PR #1207, opened 2017-03-12
Allows training if model is not modified by "_minimize_model". Adds deprecation warning.

chinmayapancholi13:
This PR modifies the function `_minimize_model` in word2vec.py by checking if model was modified at all before setting `model_trimmed_post_training`. Also, a deprecation warning has been added for the function `_minimize_model`. The function would be deprecated in the future as using KeyedVectors is the way to go for word2vec.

* _BRIEF_: Restate every line of the listing word for word.

* _THE ANSWER_:
PR #1207, opened 2017-03-12
Allows training if model is not modified by "_minimize_model". Adds deprecation warning.

chinmayapancholi13:
This PR modifies the function `_minimize_model` in word2vec.py by checking if model was modified at all before setting `model_trimmed_post_training`. Also, a deprecation warning has been added for the function `_minimize_model`. The function would be deprecated in the future as using KeyedVectors is the way to go for word2vec.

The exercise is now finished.